What I Kept for Myself
AI could help me make an album, but it couldn’t feel the burn of a whiteout dust storm.
It couldn’t know why I chose to spell “Playa” as “Ply-uh” in my lyrics.
It couldn’t feel the crackle in a propane flame at 2 a.m.
The heart of this project — the lyrics, the voice, the intent — is mine.
The machines extended my reach, but they didn’t give me my voice.
Release Day
Today, Ashes and Echoes – Songs from the Playa drops on Apple Music, Spotify, Amazon Music, and almost every other global streaming service.
This isn’t just an album — it’s proof of concept.
A fully independent, artist-owned, AI-accelerated pipeline that goes from spark to streaming without a traditional label's gatekeeping.
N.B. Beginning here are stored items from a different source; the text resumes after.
Issue #920, opened 2024-02-19
Recreating resources in high level sample framework fundamentally broken (Subpass samples, etc.)


SaschaWillems:
While trying to fix the sync issues in the subpass sample (#455, #867) I noticed that it seems to be fundamentally broken/flawed. When enabling sync validation, the sample crashes the validation layers. After a few hours of debugging, it looks like it's trying to update the swap chain without properly making sure resources in use are waited on, resulting in validation crash. This happens right at startup. I was able to fix that one, but a similar error happens on resize. I'm looking into this, but may need some assistance as this is a sample done by Arm using the high level sample framework, so lots of indirections and implicit things happening that are very hard to debug.

![image](https://github.com/KhronosGroup/Vulkan-Samples/assets/10283127/ba24118f-32ed-4c39-a486-bbb4fca3d67e)

SaschaWillems:
This seems to affect several samples based on the Arm framework. I can reproduce this, albeit not with every single start/resize with e.g. the MSAA and also the command buffer usage sample. I think this is caused by how the framework recreates framebuffers/swapchains and as such may be a fundamental flaw in the Arm framework.

TzuChieh:
Sometimes (like 5% of the time) I would get this validation error when tweaking the subpasses sample:

[error] 732146062 - VUID-vkCmdDraw-None-08114: Validation Error: [ VUID-vkCmdDraw-None-08114 ] Object 0: handle = 0x1ee53b30478, type = VK_OBJECT_TYPE_DESCRIPTOR_SET; | MessageID = 0x2ba3a98e | vkCmdDraw():  the descriptor VkDescriptorSet 0x1ee53b30478[] [Set 0, Binding 0, Index 0] is using imageView VkImageView 0x0[] that is invalid or has been destroyed.

Could be related.

SaschaWillems:
One of the recentl merged PRs seemst to have fixed this. Haven't encountered this in recent times, even while doing a larger PR with lots of sample runs.

PR #963, opened 2024-03-06
Add Image Compression Control Sample (no-op merge, please ignore)

### LINKED ISSUE #882: New sample for VK_EXT_image_compression_control
I am currently working on a Performance/Extension sample for VK_EXT_image_compression_control, the plan is that it will illustrate:
* How to query for fixed rate compression support
* How to enable fixed rate compression support
* How to measure the bandwidth benefits of compression

Will use this issue for status updates, and will assign it to a PR in the near future, feedback welcome!

JoseEmilio-ARM:
:warning: Due to issues with GitHub, the PR was closed with the incorrect label 'merged' (the only commit is already present in `main`) and cannot be re-opened, so moved the review to a new PR: #979 

## Description

This sample showcases how to control image compression, in particular framebuffer attachments and the swapchain. The use case is a simple post-processing effect (chromatic aberration) applied to the output color of a forward-rendering pass.
The developer can select "Default" compression, "Fixed rate" compression, or "None". The sample shows the impact each option has on bandwidth (write bytes counter) and memory footprint (image sizes once allocated). More info in the tutorial: `samples/performance/image_compression_control/README.adoc`

image_compression_control

Fixes #882 

Also added a small change to the AFBC sample to use the new extension if available, to confirm that AFBC is being used.

#### Image class:

Added helper functions to query for compression support, apply compression, and check that compression was applied. Also to return image size (to display footprint).

#### Swapchain class:

Similarly, added helper functions to query for compression support, apply compression, and check that compression was applied, for the swapchain images. This also requires exposing this control to the Render Context class.

#### PhysicalDevice/Device classes:

Moved `is_extension_supported` responsibilities to the `PhysicalDevice` class, so that we can check if an extension is supported (and therefore if we can request its features) before the `Device` is created.

#### String utils:

Added a few more enum-to-string functions for image flags.

## General Checklist:

 - [x] My changes build on Windows, Linux, macOS and Android. Otherwise I have [documented any exceptions](https://github.com/KhronosGroup/Vulkan-Samples/tree/main/CONTRIBUTING.adoc#General-Requirements). Tested on Windows and Android.

## Sample Checklist


SaschaWillems (changes requested):
This looks like an interesting example and a nice addition to our repo :)

Sadly for me on Windows 11 with an NVIDIA RTX 4070 this sample crashes with the following error message:

image

The assert happens in `RenderFrame &RenderContext::get_active_frame()`.

I also get these validation errors:

[error] [framework\core\instance.cpp:50] -1876993556 - VUID-VkDeviceCreateInfo-pNext-pNext: Validation Error: [ VUID-VkDeviceCreateInfo-pNext-pNext ] Object 0: handle = 0x20e8d305360, type = VK_OBJECT_TYPE_INSTANCE; | MessageID = 0x901f59ec | vkCreateDevice(): pCreateInfo->pNext<VkPhysicalDeviceImageCompressionControlSwapchainFeaturesEXT> includes a pointer to a VkPhysicalDeviceImageCompressionControlSwapchainFeaturesEXT, but when creating VkDevice, the parent extension (VK_EXT_image_compression_control_swapchain) was not included in ppEnabledExtensionNames. The Vulkan spec states: Each pNext member of any structure (including this one) in the pNext chain must be either NULL or a pointer to a valid struct for extending VkDeviceCreateInfo (https://www.khronos.org/registry/vulkan/specs/1.3-extensions/html/vkspec.html#VUID-VkDeviceCreateInfo-pNext-pNext)

[error] [framework\core\instance.cpp:50] -1876993556 - VUID-VkDeviceCreateInfo-pNext-pNext: Validation Error: [ VUID-VkDeviceCreateInfo-pNext-pNext ] Object 0: handle = 0x20e8d305360, type = VK_OBJECT_TYPE_INSTANCE; | MessageID = 0x901f59ec | vkCreateDevice(): pCreateInfo->pNext<VkPhysicalDeviceImageCompressionControlFeaturesEXT> includes a pointer to a VkPhysicalDeviceImageCompressionControlFeaturesEXT, but when creating VkDevice, the parent extension (VK_EXT_image_compression_control) was not included in ppEnabledExtensionNames. The Vulkan spec states: Each pNext member of any structure (including this one) in the pNext chain must be either NULL or a pointer to a valid struct for extending VkDeviceCreateInfo (https://www.khronos.org/registry/vulkan/specs/1.3-extensions/html/vkspec.html#VUID-VkDeviceCreateInfo-pNext-pNext)

samples/performance/image_compression_control/README.adoc
```diff
@@ -0,0 +1,291 @@
...
+
+image::./images/bandwidth.png[Bandwidth savings, 700, align="center"]
+
+Bandwidth savings coming from image compression depend on the pixels being compressed.
+Moving the camera and showing different distribution of colors in the frame changes the results.
+Be sure to profile your application and verify which compression scheme is optimal in each case.
+For instance, images with a high proportion of solid color (e.g. normals or material properties) may be more optimally compressed with variable bitrates than with fixed-rate.
+This is the case for the Space Module scene shown above.
+
+== VK_KHR_image_compression_control
```
SaschaWillems: Shouldn't this be `VK_EXT_image_compression_control`? There is no extension named `VK_KHR_image_compression_control`.

samples/performance/image_compression_control/README.adoc
```diff
@@ -0,0 +1,291 @@
...
+
+This sample enables the https://registry.khronos.org/vulkan/specs/1.3-extensions/man/html/VK_EXT_image_compression_control.html[`VK_KHR_image_compression_control`] extension and requests the relevant device feature, https://registry.khronos.org/vulkan/specs/1.3-extensions/man/html/VkPhysicalDeviceImageCompressionControlFeaturesEXT.html[`imageCompressionControl`]
```
SaschaWillems: Same as above. The text says `VK_KHR_image_compression_control` but it links to `VK_ET_image_compression_control`.

SaschaWillems:
The crash on my setup is most probably caused by the lack of support for  `VK_EXT_image_compression_control_swapchain`. But in that case, the sample shouldn't crash, but rather fail gracefully by e.g. reporting the extension as unsupported.

JoseEmilio-ARM:
> The crash on my setup is most probably caused by the lack of support for `VK_EXT_image_compression_control_swapchain`. But in that case, the sample shouldn't crash, but rather fail gracefully by e.g. reporting the extension as unsupported.

Thanks a lot for reviewing and testing 🙏 I tried it on Windows too (Quadro T2000) and I cannot reproduce the crash or the validation messages (SDK 1.3.250.1), do you get to see the logs before the crash? The extensions are marked as optional, so I get

```
[warning] Optional device extension VK_EXT_image_compression_control not available, some features may be disabled
[warning] Optional device extension VK_EXT_image_compression_control_swapchain not available, some features may be disabled
```

Then the sample should report that the extensions are not supported like this:

image

You think my drivers are more permissive, and perhaps there's a bug in [`request_extension_features`](https://github.com/KhronosGroup/Vulkan-Samples/pull/963/files#diff-42edc461419a276f27449b02303c10182c314f869b3080d049337ffc09da2a89R49)? or maybe we are expected to guard the calls in `request_gpu_features` with checks like `if (device->is_enabled(VK_EXT_IMAGE_COMPRESSION_CONTROL_EXTENSION_NAME))`?

JoseEmilio-ARM:
>or maybe we are expected to guard the calls in `request_gpu_features` with checks

~~Added a small patch to test this theory, @SaschaWillems please let me know if you have a chance to test again, thanks!~~

My bad, that seems to break things for me. Looking at other samples, they all request features this way, not sure what the issue is with this particular extension and only on some platforms 🤔 any ideas?

SaschaWillems:
I'm on a more recent build of the layers (built from source), and they report an error instead of a warning. This may cause the device to not get created.

Will check with layers from the latest SDK and report back.

SaschaWillems:
With SDK 1.3.275 I'm not getting any validation errors, I still get the assertion I posted above. If I ignore it, the sample will run though. So maybe something isn't properly initialized at first start? May be caused by what I described in #920.

JoseEmilio-ARM:
> With SDK 1.3.275 I'm not getting any validation errors, I still get the assertion I posted above. If I ignore it, the sample will run though. So maybe something isn't properly initialized at first start? May be caused by what I described in #920.

Thank you very much for checking, I'll look into it, although for some reason I cannot reproduce the assertion. Out of curiosity, do you get the same issue with other samples that require an extension that your platform does not support?

SaschaWillems:
Hard to test, as my GPU supports all extension we use in our samples. But "faking" this by requesting an unsupported extension in a sample looks to work properly. If I request an unsupported extension in an api based sample it displays an error and closes gracefully. Maybe it's something related to the ARM framework class after all?

This is where the error happens:

image

It triggers the assert, but only on the first frame of the sample. So I guess the first frame of the sample tries to access something not (yet) created. Hence why it works if I skip this. For the next frame, everything is correct.

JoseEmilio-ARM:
PR #979, opened 2024-03-12
Add Image Compression Control Sample

### LINKED ISSUE #882: New sample for VK_EXT_image_compression_control

JoseEmilio-ARM:
:warning: Due to issues with GitHub, the original PR #963 was closed prematurely with the incorrect label 'merged' (the only commit is already present in `main`) and cannot be re-opened.

## Description

This sample showcases how to control image compression, in particular framebuffer attachments and the swapchain. The use case is a simple post-processing effect (chromatic aberration) applied to the output color of a forward-rendering pass.
The developer can select "Default" compression, "Fixed rate" compression, or "None". The sample shows the impact each option has on bandwidth (write bytes counter) and memory footprint (image sizes once allocated). More info in the tutorial: `samples/performance/image_compression_control/README.adoc`

image_compression_control

Fixes #882 

Also added a small change to the AFBC sample to use the new extension if available, to confirm that AFBC is being used.

#### Image class:

Added helper functions to query for compression support, apply compression, and check that compression was applied. Also to return image size (to display footprint).

#### Swapchain class:

Similarly, added helper functions to query for compression support, apply compression, and check that compression was applied, for the swapchain images. This also requires exposing this control to the Render Context class.

#### PhysicalDevice/Device classes:

Moved `is_extension_supported` responsibilities to the `PhysicalDevice` class, so that we can check if an extension is supported (and therefore if we can request its features) before the `Device` is created.

#### String utils:

Added a few more enum-to-string functions for image flags.

## General Checklist:

 - [x] My changes build on Windows, Linux, macOS and Android. Otherwise I have [documented any exceptions](https://github.com/KhronosGroup/Vulkan-Samples/tree/main/CONTRIBUTING.adoc#General-Requirements). Tested on Windows and Android.

## Sample Checklist


framework/core/image.cpp
```diff
@@ -194,5 +194,18 @@ std::unordered_set<ImageView *> &Image::get_views()
 	return views;
 }
 
+VkDeviceSize Image::get_image_allocated_size() const
```
asuessenbach: Maybe `get_image_required_size` would be a better name.

framework/vulkan_sample.h
```diff
@@ -327,6 +327,13 @@ class VulkanSample : public vkb::Application
 	 */
 	static void set_viewport_and_scissor(CommandBufferType const &command_buffer, Extent2DType const &extent);
 
+	/**
+	 * @brief A list of surface formats in order of priority (vector[0] has high priority, vector[size-1] has low priority)
+	 */
+	std::vector<vk::SurfaceFormatKHR> default_surface_priority_list = {
```
asuessenbach: This has to be moved into the private section!
Would require a getter function then, with a `std::conditional` return value, similar to `get_device()` or `get_gui()`

samples/performance/image_compression_control/image_compression_control.cpp
```diff
@@ -0,0 +1,587 @@
...
+ * limitations under the License.
+ */
+
+#include "image_compression_control.h"
+
+#include "common/vk_common.h"
+#include "gltf_loader.h"
+#include "gui.h"
+#include "platform/platform.h"
+
```
asuessenbach: Is there a reason for this empty line?

samples/performance/image_compression_control/image_compression_control.cpp
```diff
@@ -0,0 +1,587 @@
...
+	                                 .with_vma_usage(VMA_MEMORY_USAGE_GPU_ONLY)};
+
+	vkb::core::ImageBuilder color_image_builder(color_image_info.extent);
+	color_image_builder.with_format(color_image_info.format)
+	    .with_usage(color_image_info.usage)
+	    .with_tiling(color_image_info.tiling)
+	    .with_vma_usage(VMA_MEMORY_USAGE_GPU_ONLY);
+
+	// Prepare compression control structure
+	auto                         color_fixed_rate_flags = compression_fixed_rate_flag_color;
```
asuessenbach: There's no need for this variable, you could use `compression_fixed_rate_flag_color` directly.

samples/performance/image_compression_control/image_compression_control.cpp
```diff
@@ -0,0 +1,587 @@
...
+	return true;
+}
+
+void ImageCompressionControlSample::create_render_context()
+{
+	/**
+	 * The framework expects a prioritized list of surface formats. For this sample, include
+	 * only those that can be compressed.
+	 */
+	std::vector<vk::SurfaceFormatKHR> surface_formats_that_support_compression;
```
asuessenbach: You should not use data types from the C++-bindings of vulkan in a C-bindings-sample

samples/performance/image_compression_control/image_compression_control.h
```diff
@@ -0,0 +1,189 @@
...
+
+	/* Helpers for managing GUI input */
+
+	int gui_target_compression{(int) TargetCompression::Default};
+
+	int last_gui_target_compression{gui_target_compression};
+
+	int gui_fixed_rate_compression_level{(int) FixedRateCompressionLevel::High};
+
+	int last_gui_fixed_rate_compression_level{gui_fixed_rate_compression_level};
```
asuessenbach: Why do you keep those four values as `int`?

asuessenbach (commented):
A couple of minor issues/questions again.

Note, though, that this review if by code-inspection only, as I don't have Hardware supporting those extensions.

framework/core/image.cpp
JoseEmilio-ARM: (I already renamed this once before) @jherico agree? :)

samples/performance/image_compression_control/image_compression_control.cpp
JoseEmilio-ARM: I had to do this after the rebase, the new header does not provide an alternative, does it?

samples/performance/image_compression_control/image_compression_control.h
JoseEmilio-ARM: ImGui requires it

samples/performance/image_compression_control/image_compression_control.cpp
JoseEmilio-ARM: ~it is passed to the function as an argument~ sorry mixing it up with the Swapchain case, I fixed it here in my last commit

samples/performance/image_compression_control/image_compression_control.cpp
JoseEmilio-ARM: yes, I think it's because clang-format sorts #includes alphabetically, but we have compilation issues in some cases, I can try again

framework/vulkan_sample.h
JoseEmilio-ARM: I had it as protected, but could not find the right place to move it after the rebase (with the unification changes)

I'll try to make it a conditional

samples/performance/image_compression_control/image_compression_control.cpp
JoseEmilio-ARM: OK I see we have

```
	void create_render_context(const std::vector<SurfaceFormatType> &surface_priority_list);
```

but maybe there's a bug, for some reason when building I was getting errors because the function sees a C++ binding. Might be related to the issue with the AFBC sample that crashes now when calling `update_swapchain`?

framework/core/image.cpp
JoseEmilio-ARM: Renamed in my last commit

framework/vulkan_sample.h
JoseEmilio-ARM: Done in my last commit, I see it now, thanks!

samples/performance/image_compression_control/image_compression_control.cpp
JoseEmilio-ARM: OK ignore my previous comment, I think I implemented what you suggested in my last commit, thanks!

samples/performance/image_compression_control/image_compression_control.h
JoseEmilio-ARM: Sorry got this mixed up as well, addressed in my last commit

samples/performance/image_compression_control/image_compression_control.cpp
JoseEmilio-ARM: Removed in my last commit

framework/vulkan_sample.h
```diff
@@ -253,21 +253,23 @@ class VulkanSample : public vkb::Application
...
-	bool                      has_device() const;
-	bool                      has_gui() const;
-	bool                      has_render_pipeline() const;
-	bool                      has_scene();
+	DeviceType                           &get_device();
+	DeviceType const                     &get_device() const;
+	GuiType                              &get_gui();
+	GuiType const                        &get_gui() const;
+	std::vector<SurfaceFormatType>       &get_surface_priority_list();
+	std::vector<SurfaceFormatType> const &get_surface_priority_list() const;
```
asuessenbach: As there's no inherent order for all those functions, I sorted them alphabetically.

samples/performance/image_compression_control/image_compression_control.cpp
```diff
@@ -153,13 +152,13 @@ void ImageCompressionControlSample::create_render_context()
 	else
 	{
 		// Filter default list to those formats that support compression
-		std::vector<vk::SurfaceFormatKHR> new_surface_priority_list;
+		std::vector<VkSurfaceFormatKHR> new_surface_priority_list;
 
-		for (size_t i = 0; i < default_surface_priority_list.size(); i++)
+		for (size_t i = 0; i < get_surface_priority_list().size(); i++)
```
asuessenbach: Maybe, to reduce the number of calls to `get_surface_priority_list`:
`auto const & default_surface_priority_list = get_surface_priority_list();`

asuessenbach (dismissed):

samples/performance/image_compression_control/image_compression_control.cpp
```diff
@@ -152,13 +152,13 @@ void ImageCompressionControlSample::create_render_context()
 	else
 	{
 		// Filter default list to those formats that support compression
+		auto const                     &default_surface_priority_list = get_surface_priority_list();
 		std::vector<VkSurfaceFormatKHR> new_surface_priority_list;
-
-		for (size_t i = 0; i < get_surface_priority_list().size(); i++)
+		for (size_t i = 0; i < default_surface_priority_list.size(); i++)
```
asuessenbach: Maybe an even nicer formulation would be
`for ( auto const & surface_priority : get_surface_priority_list() )`

asuessenbach (dismissed):

asuessenbach (approved):

gary-sweet (approved):

SaschaWillems (approved):
LGTM.

Only problem is the resize crash which is addressed by #982

marty-johnson59:
merging on 3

The songs are live everywhere. The label is real. The systems work.
🎵 Get it here:
Spotify |
Apple Music |
Amazon Music |
YouTube Music |
Tidal |
Mycal Music
The Bigger Picture
We’re stepping into an era where one person can run an entire creative stack — writing, producing, publishing, and distributing — without asking permission from anyone.
And in 2025, the distance between an idea and reality has never been smaller.
Everyone has the tools. AI is the Sam Colt of the creative world — it levels the field.
The power that once belonged to labels, studios, and gatekeepers is now strapped to everyone’s hip.
This album is mine.
But the method? That’s open-source for anyone with the will to tinker, to build, to try.
The frontier isn’t just in the music — it’s in blowing apart the old production model and showing how fast we can turn ideas into reality.
This isn’t evolution. It’s creative mutiny.
I’m not here to play by the old rules.
I’m here to burn the playbook, bend the tools until they break, and see what happens next.
No more waiting for permission. No more “someday.”
This is the year we stop talking and start shipping what was once impossible.
Because in the end, the only real limitation is your mind.